Note: This is the first in a series of postings about workplace violence.
A cloud of sadness hangs over the Manchester, Connecticut area in the aftermath of last Tuesday's tragic shooting at a beer distribution plant that claimed the lives of nine employees, including the gunman. As with most horrific episodes like this, fear and anxiety ripple across workplaces everywhere from Boston to Bakersfield. If terror could strike in the suburban community of Manchester, it could strike anywhere, and at any time.
The fear arising out of the Manchester massacre has been heightened by disturbing news reports -- in both print and electronic media -- about some alarming statistics on workplace violence. As fast as the Internet could carry them, figures from the Bureau of Labor Statistics were downloaded, e-mailed, faxed, twittered, and broadcast, suggesting that almost 1,000 American workers -- nearly three a day -- are murdered each year on the job, usually by gunfire. In addition workplace violence is now the third leading cause of employment-related fatalities.
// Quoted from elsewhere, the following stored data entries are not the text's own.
PR #2100, opened 2023-10-02
refactor: relay REST API into two parts; core logic and API specific

SionoiS:
# Description

I refactored the relay REST API separating the logic in two. Same way I did for STORE in #2092

The first part is REST related code, encode, decode, http errors, etc...
The second part is the logic that the request triggers; (un)subscribing, fetching & publishing messages.

In the future tests could be separated the same way, REST and logic but it was not done here.

# Changes

- [x] Added new handlers called when receiving a RELAY request.
- [x] Moved the core logic to app, where handlers are declared.
- [x] Fixed tests

Tracking #1941

### DIFF
--- a/apps/wakunode2/app.nim
+++ b/apps/wakunode2/app.nim
@@ -57,6 +57,9 @@ import
   ./internal_config,
   ./external_config
 
+from std/times import getTime
+from std/times import toUnix
+
 logScope:
   topics = "wakunode app"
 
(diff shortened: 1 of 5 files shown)


NagyZoltanPeter:
@SionoiS I would like to discuss the [option/proposal on the other PR](https://github.com/waku-org/nwaku/pull/2092#issuecomment-1746416867) before taking this one.

SionoiS:
Closing as https://github.com/waku-org/nwaku/pull/2109 is a better approach.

Actually, the number of workplace homicides has continued to drop steadily for well over a decade, mimicking the decline in homicide generally. Regardless, with reference to multiple killings daily, the message is painfully clear: You had better watch out, because the next disgruntled and murderous employee may be working nearby at your office or warehouse.
A better understanding of these workplace murder figures is sorely needed. The vast majority of the incidents involve robberies -- taxicab holdups, convenience store stickups and assaults upon police and security officers. Many others stem from domestic disputes that spill over into the office suite. The least common form of workplace homicide, claiming fewer than 100 victims per year, are the murderous acts of disgruntled employees and ex-employees seeking revenge over work-related issues. The term "epidemic," which has been used to describe the problem of workplace violence and murder, is more hyperbole than reality.
By no means do we wish to trivialize or deny the pain and suffering of the Manchester nine or their friends and families. The devastation is unfathomable. Yet we also need to keep in perspective the level of risk.
The few dozen people slain each year at the hands of embittered employees are a tiny fraction of the millions of Americans who apparently put their lives on the line every day on the job. Actually, the likelihood of becoming a victim is literally less than one in a million. In fact, American workers are far more likely to be killed while commuting to the job in a highway pileup than to be gunned down by the seemingly quiet guy at the next desk.
In the midst of the ongoing economic downturn, concerns about corporate downsizing, company layoffs, bankruptcies and factory closings increase the level of stress and despair in the American workplace. How then can we protect ourselves against the possibility that more beleaguered workers will turn their worksites into battle zones?
Whatever steps we take to combat workplace violence should not be driven by hysteria, especially in the immediate aftermath of a tragedy. We must come to terms with the small risk of workplace murder in the same way we tolerate the occasional deaths from plane crashes or tornadoes. As with other catastrophes, we should react in a sound and rational way to the Manchester tragedy.
One lesson is that we all need to make greater efforts to reach out to co-workers and neighbors in order to combat the true epidemic of loneliness, isolation and resentment. At the same time, companies should do all they can to humanize the workplace, rather than trying to single out the potentially violent employee who might have murder on his mind.
Of course, we could conceivably reduce the risk of workplace homicide virtually to zero through some draconian measures: by transforming office buildings into tightly secured fortresses, with metal detectors and surveillance cameras at all entrances; by requiring intensive psychological screening of all job recruits including polygraph tests; by scanning the computer files of all employees in search of violent Internet downloads; by locking up all workers who look or act unusual or who lack social skills as well as close friends; and, finally, by strictly prohibiting private ownership of all guns. We're not about to do any of these things because we value our personal freedoms. They need to be protected as much as life itself.